◆ Your instructions: Wherever the listing has a line with the string "breaks", copy that line out.

◆ Source data:
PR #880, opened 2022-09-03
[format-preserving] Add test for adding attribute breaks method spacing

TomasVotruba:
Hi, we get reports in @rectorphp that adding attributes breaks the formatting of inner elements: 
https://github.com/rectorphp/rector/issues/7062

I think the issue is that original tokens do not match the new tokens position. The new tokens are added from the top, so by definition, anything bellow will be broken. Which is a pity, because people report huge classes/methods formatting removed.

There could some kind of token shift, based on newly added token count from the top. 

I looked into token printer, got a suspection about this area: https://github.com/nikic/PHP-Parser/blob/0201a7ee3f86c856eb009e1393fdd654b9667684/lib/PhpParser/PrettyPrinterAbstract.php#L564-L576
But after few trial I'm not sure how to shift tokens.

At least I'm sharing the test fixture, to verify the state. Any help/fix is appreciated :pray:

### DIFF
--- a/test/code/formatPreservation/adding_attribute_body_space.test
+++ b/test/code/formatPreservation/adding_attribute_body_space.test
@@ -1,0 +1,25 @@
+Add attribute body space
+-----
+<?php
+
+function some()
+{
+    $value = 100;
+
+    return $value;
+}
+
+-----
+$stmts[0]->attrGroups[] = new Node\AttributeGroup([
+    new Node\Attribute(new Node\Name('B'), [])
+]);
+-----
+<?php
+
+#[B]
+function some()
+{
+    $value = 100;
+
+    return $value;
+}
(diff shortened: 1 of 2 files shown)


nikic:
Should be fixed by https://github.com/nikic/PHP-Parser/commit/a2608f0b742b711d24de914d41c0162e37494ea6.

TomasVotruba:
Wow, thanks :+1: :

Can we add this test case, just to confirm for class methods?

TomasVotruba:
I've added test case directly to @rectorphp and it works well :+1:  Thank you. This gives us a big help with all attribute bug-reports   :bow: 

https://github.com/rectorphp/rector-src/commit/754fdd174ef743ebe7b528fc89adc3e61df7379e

◆ Reply:
[format-preserving] Add test for adding attribute breaks method spacing
Hi, we get reports in @rectorphp that adding attributes breaks the formatting of inner elements: 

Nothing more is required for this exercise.